A year before Simon’s tweet, in a landmark polemic, The Great Derangement: Climate Change and the Unthinkable, Indian novelist Amitav Ghosh had questioned why so few writers – himself included – were tackling the world’s most pressing issue in their fiction. But now, as extreme weather swirls around the globe, melting glaciers, burning forests, flooding districts and annihilating species, the climate emergency has brought the unimaginable into our daily lives and literature. A survivor in Jessie Greengrass’s haunting new novel The High House sums it up: “The whole complicated system of modernity which had held us up, away from the earth, was crumbling … and we were becoming again what we had used to be: cold, and frightened of the weather, and frightened of the dark. Somehow while we had all been busy, while we had been doing those small things which added up to living, the future had slipped into the present.”

golfers tweeted by David Simon.
Danger zone … the photograph of golfers tweeted by David Simon. Photograph: Kirsti McCluer/Reuters

Greengrass is among a growing number of novelists who are confronting this unfolding catastrophe through the young genre of climate fiction – or “cli-fi”. Among the new arrivals are the Irish writer Niall Bourke, whose novel Line conjures the Boschian image of refugees queueing for generations in an arid land; and Bethany Clift, whose Last One at the Party is the diary of an unnamed thirtysomething who decides to revel her way to the end, as the sole survivor of a pandemic.
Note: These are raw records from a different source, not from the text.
PR #1332, opened 2018-12-04
amam/fix_footer_webtrader

cakasuma:


src/index.js
```diff
@@ -1,74 +1,102 @@
...
-
-        var i18n_name = (window.local_storage.get('i18n') || { value: 'en' }).value;
-        $.getJSON(VERSION + 'i18n/' + i18n_name + '.json', function (data) {
-            setup_i18n_translation(data);
-            populate_footer();
-            if (lang === 'id') {
-                $('#footer').hide();
-            }
-        });
+setSelectedLanguage();
```
OskarAhl: Can we rename this? since the function does more than setting the selectedLanguage. Also I think it makes sense to move `populateLanguageDropdown` inside of this function?

src/index.js
```diff
@@ -80,56 +123,124 @@ function openTradingPage() {
...
-        if (li.value === 'en') li.className = 'invisible';
-        li.innerHTML = '<a href="/" data-lang=' + language.value + '>' + language.name + '</a>';
-        ul_el.appendChild(li);
-    });
-}
+function processFooter() {
+    loadAppId(function(err, app_id_json) {
+        var clients_country;
+        var app_id = err ? default_app_id : getAppId(app_id_json);
+        var i18n_name = (local_storage.get('i18n') || { value: 'en' }).value;
```
OskarAhl: Seems like we are duplicating this logic in 3 places, any way to simplify it?

src/index.js
```diff
@@ -80,56 +123,124 @@ function openTradingPage() {
...
+        var api_url = getUrl() + '?l=' + i18n_name + '&app_id=' + app_id;
+        var ws = new WebSocket(api_url);
```
OskarAhl: Can we add a space after this line?

src/index.js
```diff
@@ -80,56 +123,124 @@ function openTradingPage() {
...
+        ws.onopen = sendWebsiteStatus;
+        ws.onmessage = processApiResponse;
+        function populateFooter(data) {
```
OskarAhl: Can we move this function to the scope where it is being called?

src/index.js
```diff
@@ -80,56 +123,124 @@ function openTradingPage() {
...
+        function sendWebsiteStatus(evt) {
+            sendApiRequest({ website_status: 1 });
+        }
+
+        function sendLandingCompany(clients_country) {
+            sendApiRequest({ landing_company: clients_country });
+        }
+
+        function processApiResponse(response) {
+            var data = JSON.parse(response.data);
```
OskarAhl: can we add error handling here? I think `if (!response.error)` should be enough

src/index.js
```diff
@@ -1,56 +1,83 @@
...
+        }
+    }
+
+    return stored_app_id || default_app_id;
+}
+
+function processPageLanguage() {
+    populateLanguageDropdown();
+
+    if (local_storage.get('oauth') !== null) {
```
OskarAhl: would `if (local_storage.get('oauth')` be enough here?

src/index.js
```diff
@@ -67,8 +94,24 @@ if (local_storage.get('oauth') !== null) {
...
         });
+    }
+}
 
-    });
+function checkRedirectToken(params_str) {
+    if (/acct1=/.test(href) && /token1=/.test(href)) {
+        var accts = (params_str.match(/acct\d=[\w\d]+/g) || []).map(function (val) { return val.split('=')[1] });
+        var tokens = (params_str.match(/token\d=[\w\d-]+/g) || []).map(function (val) { return val.split('=')[1] });
+        var currs = (params_str.match(/cur\d=[\w\d]+/g) || []).map(function (val) { return val.split('=')[1] });
```
OskarAhl: Think we can move these 3 regexes + map to a function to avoid duplication?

In August, Alexandra Kleeman’s Something New Under the Sun will take us to a climate-ravaged near-future California. And in September, Anthony Doerr will follow his Pulitzer-winning novel All the Light We Cannot See with Cloud Cuckoo Land, set between 15th-century Constantinople, Idaho in 2020 and space some time in the future. Doerr has said of the book: “The world we’re handing our kids brims with challenges: climate instability, pandemics, disinformation. I wanted this novel to reflect those anxieties, but also offer meaningful hope.”

So what has changed since Ghosh published The Great Derangement? “I think that the world has changed us, and the inflection point was 2018,” he says now. “It was partly because there were so many extreme climate events that year – the California wildfires, flooding in India, a succession of brutal hurricanes – but partly also because of the publication of Richard Powers’s The Overstory.”
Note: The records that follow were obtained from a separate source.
PR #1339, opened 2018-12-13
Amam/fix_norway_trading_times

cakasuma:


src/tradingtimes/tradingTimes.es6
```diff
@@ -144,57 +114,74 @@ const initTradingWin = ($html) => {
...
-        }
-
-          updateTable(result, market_names.val(), submarket_names.val());
-          processing_msg.hide();
-         
+               submarket_names.update_list(Object.keys(header[market_names.val()]));
+               submarket_names.off('selectmenuchange', changed);
+               submarket_names.on('selectmenuchange', changed);
+            }
+         }
```
OskarAhl: I think we don't need to make these changes here for now, we can leave it as it is

src/tradingtimes/tradingTimes.es6
```diff
@@ -144,11 +143,13 @@ const initTradingWin = ($html) => {
 
       /* refresh the table with result of {trading_times:yyyy_mm_dd} from WS */
       const refresh = (data) => {
-        const result = processData(menu.extractFilteredMarkets(data));
+        const result = processData(menu.extractFilteredMarkets(data[1]));
+        const header = getMarketsSubmarkets(data[0].active_symbols);
+
```
OskarAhl: Think we can add a `const ... = Object.keys(header)` here and reuse it below at line 161 and 167

src/tradingtimes/tradingTimes.es6
```diff
@@ -172,29 +173,40 @@ const initTradingWin = ($html) => {
...
-      const getCachedData = () => liveapi.cached.send({ trading_times: yyyy_mm_dd })
-      .then(result => refresh(result))
-      .catch((error) => {
-        $.growl.error({ message: error.message });
-        refresh({});
-      });
+      const getCachedData = () => {
+         const active_symbols_request = { active_symbols: 'brief' };
+         const asset_index_request = { trading_times: yyyy_mm_dd };
+         const processing_msg = $('#' + table.attr('id') + '_processing').show();
```
OskarAhl: can we rename this as `$processing_msg` and call `.show()` on the next line to make it more readable

PR #1345, opened 2018-12-14
fix position dialog

cakasuma:


src/windows/windows.scss
```diff
@@ -27,14 +27,20 @@ $COLOR_DARK_BLUE: #2a3052;
             width: fit-content;
         }
 
+        .span-in-dialog-header {
```
OskarAhl: can we group these three classes inside `.trading-times.span-in-dialog-header, statement..., .profitTable...`?

cakasuma: should be possible

PR #1353, opened 2018-12-21
amam/fix_pa_withdraw_crypto

cakasuma:


src/cashier/withdraw.es6
```diff
@@ -158,10 +161,20 @@ class Withdraw {
...
             menu.choice = choice;
             route.update(choice !== 'transfer' ? 'verify' : 'transfer');
+
             if (choice === 'transfer')
                 return;
+
             const email = local_storage.get('authorize').email;
             const type = choice === 'agent' ? 'paymentagent_withdraw' : 'payment_withdraw';
+
+            isCrypto() && (agent.currency !== 'DAI' || agent.currency !== 'UST') ? (
```
morteza-binary: @cakasuma It would be more clear to use `if/else` instead of ternary operation since there isn't any value assignment and the condition in too long.

PR #1358, opened 2018-12-26
amam/trading_asset_reverse

cakasuma:
- handle the incorrect arrangement of asset index and trading times
- reduce calling active symbols and trading times caching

This is a big claim to make for a novel. His point, says Ghosh, is not just about the book itself, but the welcome it received (including being shortlisted for the Booker prize). “It wasn’t hived off into the usual silos of climate change or speculative fiction, but was treated as a mainstream novel. I do think that was a very major thing. Since then, there’s been an outpouring of work in this area. In my own personal inbox, I get two or three manuscripts a day.”
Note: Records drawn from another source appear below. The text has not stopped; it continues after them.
PR #1362, opened 2019-01-04
amam/fix_round_up_barrier_2

cakasuma:
## fix tradeConf dialog
- add fractional digits of display decimals to the buy barrier and remove add comma in html

### DIFF
--- a/src/trade/tradeConf.es6
+++ b/src/trade/tradeConf.es6
@@ -155,7 +155,7 @@ const registerTicks = (state, extra) => {
 
       if (should_add_new_tick) {
          const contract_is_finished = proposal_open_contract.status !== 'open' && (tick_count < -1 || is_path_dependent_last_tick);
-         state.buy.barrier = proposal_open_contract.barrier ? addComma(+proposal_open_contract.barrier, display_decimals) : null;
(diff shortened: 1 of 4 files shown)


src/trade/tradeConf.es6
```diff
@@ -155,7 +155,7 @@ const registerTicks = (state, extra) => {
 
       if (should_add_new_tick) {
          const contract_is_finished = proposal_open_contract.status !== 'open' && (tick_count < -1 || is_path_dependent_last_tick);
-         state.buy.barrier = proposal_open_contract.barrier ? (+proposal_open_contract.barrier) : null;
+         state.buy.barrier = proposal_open_contract.barrier ? addComma(+proposal_open_contract.barrier, display_decimals) : null;
```
OskarAhl: This will cause the barrier to not be drawn on the chart. One option would be to add display_decimals to the state and pass it to the `add-comma` rivets formatter

src/trade/tradeConf.es6
```diff
@@ -312,6 +312,7 @@ export const init = (data, extra, showCallback, hideCallback) => {
       ticks: {
          array: [],
          contract_is_finished: false,
+         display_decimals: display_decimals,
```
OskarAhl: nit: I think `display_decimals,` is enough since the property is the same name

PR #1363, opened 2019-01-04
oskar/add_crypto_basis_decimals

OskarAhl:
* set separate basis_decimals for payout and stake for crypto based on `fractional_digits ` from website_status call (except for lookbacks - 3 decimals)

### DIFF
--- a/src/trade/tradeDialog.es6
+++ b/src/trade/tradeDialog.es6
@@ -291,14 +291,13 @@ function init_state(available,root, dialog, symbol, contracts_for_spot){
     currency: {
       array: ['USD'],
       value: 'USD',
-      decimals: 0,
+      decimals: currencyFractionalDigits(),
     },
     basis: {
       array: ['Payout', 'Stake'],
       value: 'payout',
       amount: currencyFractionalDigits() === 8 ? 0.10000000 : 10,
       limit: null,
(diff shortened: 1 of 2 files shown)


src/trade/tradeDialog.es6
```diff
@@ -379,8 +379,8 @@ function init_state(available,root, dialog, symbol, contracts_for_spot){
       name: '',
       visible: false,
     },
+    basis_decimals: isCryptoCurrency(local_storage.get('currency')) ? 8 : 2,
   };
-
```
cakasuma: i think its better to keep the space here ?

src/trade/tradeDialog.es6
```diff
@@ -379,8 +379,8 @@ function init_state(available,root, dialog, symbol, contracts_for_spot){
       name: '',
       visible: false,
     },
+    basis_decimals: isCryptoCurrency(local_storage.get('currency')) ? 8 : 2,
```
cakasuma: is the crypto decimals always 8 ?

cakasuma: instead of adding new object, we can put it under `basis` object on line 296 ?, so basis.decimals

cakasuma:
i think currency.decimals in the state have the same value which is currencyFractionalDigits()

PR #1377, opened 2019-01-29
amam/fix_trade_menu_order

cakasuma:


src/navigation/menu.es6
```diff
@@ -59,8 +55,8 @@ export const sortMenu = (markets) => {
    //Sort market
    if($.isArray(markets)) {
 
-      const rank = { "forex": 1, "indices": 2, "otc stocks": 3, "commodities": 4, "volatility indices": 5 };
-      markets = _.sortBy( markets, (o) => rank[o.display_name.toLowerCase()]);
+      const rank = { "forex": 1, "indices": 2, "otc stocks": 3, "commodities": 4, "volidx": 5 };
+      markets = _.sortBy( markets, (o) => rank[o.name.toLowerCase()]);
```
OskarAhl: Can't we use our marketUtils in common for this?

cakasuma: yes im planning to do so as well 👍 , but if need quick fix, then this is the fastest solution

PR #1387, opened 2019-02-04
amam/upgrade_dependencies_deployment

cakasuma:
- remove grunt if (contains high vulnerability dependencies)
- register task `deploy` for conditional deployment


Gruntfile.js
```diff
@@ -403,4 +379,13 @@ module.exports = function (grunt) {
     grunt.registerTask("deploy-branch", ["default","gitinfo", "clean:current_branch", "copy:copy_current_branch", "gh-pages:deploy-branch"]);
     /* clean all the files in gh-pages branch */
     grunt.registerTask("gh-pages-clean", ["gh-pages:clean"]);
+
+    // conditional switch for deployment
+    grunt.registerTask("deploy", function (deployment_mode) {
```
OskarAhl: I think we don't need the `deployment_mode` parameter, checking the `TRAVIS_BRANCH` should be enough

package.json
```diff
@@ -43,7 +42,7 @@
     "lodash": "^4.17.5"
   },
   "scripts": {
-    "deploy-gh-pages": "grunt if:live if:beta",
+    "deploy-gh-pages": "grunt deploy:live deploy:beta",
```
OskarAhl: And then we can just have `grunt deploy` here

PR #1394, opened 2019-02-18
Amam/fix dialog overlapping

cakasuma:
fix dialog overlapping and end time not drawn intermittenly

### DIFF
--- a/src/viewtransaction/viewTransaction.es6
+++ b/src/viewtransaction/viewTransaction.es6
@@ -350,7 +350,7 @@ function drawXLines(contract, state, chart) {
     }
 
     if (is_sold_before_expiry) drawXLine({ line_time: sell_time, label: 'end_time', dashStyle: 'Dash' });
-    if (!is_path_dependent) drawXLine({ line_time: date_expiry, label: 'end_time', dashStyle: 'Dash' });
+    if (!is_path_dependent) drawXLine({ line_time: date_expiry && exit_tick_time, label: 'end_time', dashStyle: 'Dash' });
   }
 
   function drawPurchaseTime({ purchase_time }) {
--- a/src/viewtransaction/viewTransaction.es6
+++ b/src/viewtransaction/viewTransaction.es6
@@ -350,7 +350,7 @@ function drawXLines(contract, state, chart) {
     }
 
     if (is_sold_before_expiry) drawXLine({ line_time: sell_time, label: 'end_time', dashStyle: 'Dash' });
-    if (!is_path_dependent && date_expiry) drawXLine({ line_time: date_expiry, label: 'end_time', dashStyle: 'Dash' });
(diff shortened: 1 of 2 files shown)


src/viewtransaction/viewTransaction.es6
```diff
@@ -350,7 +350,7 @@ function drawXLines(contract, state, chart) {
     }
 
     if (is_sold_before_expiry) drawXLine({ line_time: sell_time, label: 'end_time', dashStyle: 'Dash' });
-    if (!is_path_dependent) drawXLine({ line_time: date_expiry, label: 'end_time', dashStyle: 'Dash' });
+    if (!is_path_dependent) drawXLine({ line_time: date_expiry && exit_tick_time, label: 'end_time', dashStyle: 'Dash' });
```
OskarAhl: shouldn't it be `if (!is_path_dependent && date_expiry)`?

cakasuma: indeed. when i debug it the problem was, every tick should have date_expiry carry along. but then some ticks are not consistent when it stops and date expiry is not exist. thats when the problem happens. it depends on internet connection, sometime i got all date expiry carry along, sometimes some tick dont have date expiry. but by default, they should have date expiry. so i made a fallback if date expiry is not exist then use exit tick time instead. what do you think

src/viewtransaction/viewTransaction.es6
```diff
@@ -350,7 +350,7 @@ function drawXLines(contract, state, chart) {
     }
 
     if (is_sold_before_expiry) drawXLine({ line_time: sell_time, label: 'end_time', dashStyle: 'Dash' });
-    if (!is_path_dependent) drawXLine({ line_time: date_expiry, label: 'end_time', dashStyle: 'Dash' });
+    if (!is_path_dependent) drawXLine({ line_time: (date_expiry || exit_tick_time), label: 'end_time', dashStyle: 'Dash' });
```
OskarAhl: I think we always want to use the `exit_tick_time` as basis for end_time, if response doesn't have `exit_tick_time` then better to wait with drawing the end time until `exit_tick_time` is received

cakasuma: `drawXLines` is always executed when the tick comes. for days contract, we need to use date_expiry as end time

OskarAhl: It's drawn based on the `proposal_open_contract` stream / response, I think days also have exit_tick_time?

cakasuma: yes, they have exit tick time, but, i dont think we can draw exit tick time for end time except path dependent contract. bcause in binary static, its totally the date expiry. i think i have to find a way. to make it draw the date_expiry regardless it exist or not.

cakasuma: one solution might be triggering to draw chart after the contract finish

PR #1395, opened 2019-02-18
Amam/ifx endtime expiry remaining

cakasuma:


src/common/rivetsExtra.es6
```diff
@@ -432,6 +432,10 @@ rv.binders.slider = {
    }
 }
 
+rv.binders.mindatepicker = {
```
OskarAhl: `datepicker_mindate` would be easier to read?

src/trade/tradeDialog.es6
```diff
@@ -580,19 +581,29 @@ function init_state(available,root, dialog, symbol, contracts_for_spot) {
...
+    const is_daily_contracts = state.duration_unit.array[0] && !hasIntradayUnit(state.duration_unit.array);
+
     if (!is_today) {
       state.date_expiry.today_times.disabled = true;
         trading_times_for(value_date, state.proposal.symbol)
           .then(function(times){
+            state.date_expiry.min_date = is_daily_contracts ? 1 : 0;
             const value_hour = times.close !== '--' ? times.close : '23:59:59';
             state.date_expiry.value_hour = moment.utc(value_hour, 'HH:mm:ss').format('HH:mm');
+            if (state.duration.value === 'Duration') {
```
OskarAhl: I don't think this will work with a translated 'Duration'?

cakasuma: the `state.duration.value` taking the `HH:mm` format for endtime and when it goes duration it will changed to duration. i thought its the code for duration. let me check it again later

cakasuma: i just check in different languages, the `state.duration.value` remain same which is `End time` and `Duration`

src/trade/tradeDialog.es6
```diff
@@ -913,6 +924,10 @@ function init_state(available,root, dialog, symbol, contracts_for_spot) {
     return barrier && (barrier.startsWith('+') || barrier.startsWith('-')) ? true : false;
   }
 
+  function hasIntradayUnit(duration_unit_array) {
```
OskarAhl: Could you also move this above `function init_state(...)`? let's keep all the component specific helper functions there

src/trade/tradeDialog.es6
```diff
@@ -913,6 +930,8 @@ function init_state(available,root, dialog, symbol, contracts_for_spot) {
     return barrier && (barrier.startsWith('+') || barrier.startsWith('-')) ? true : false;
   }
 
+
+
```
OskarAhl: extra blank lines? 😄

Powers’s Pulitzer prize-winning novel reduces human lives to slim growth rings in the bigger history of trees, with characters whose separate stories fleetingly intersect as they circle around a series of confrontations between individuals and institutions, conscience and greed, that will determine the future of humanity. The Canadian writer Michael Christie repeated this structure two years later in a lively eco-parable Greenwood, set between 1908 and 2038, when a virulent new fungus is killing off all trees in what is known as “the great withering”.

At the heart of both novels is a debate about what constitutes life itself. In The Overstory, a research scientist is cast into the wilderness for daring to suggest that trees have their own forms of consciousness and community, while an entrepreneurial computer geek realises that they hold the secret to everything. In Greenwood, Jake, a tourist guide at a futuristic nature theme park, reflects: “Even when a tree is at its most vital, only ten per cent of its tissue – the outermost rings, its sapwood – can be called alive. Every tree is held up by its own history, the very bones of its ancestors.”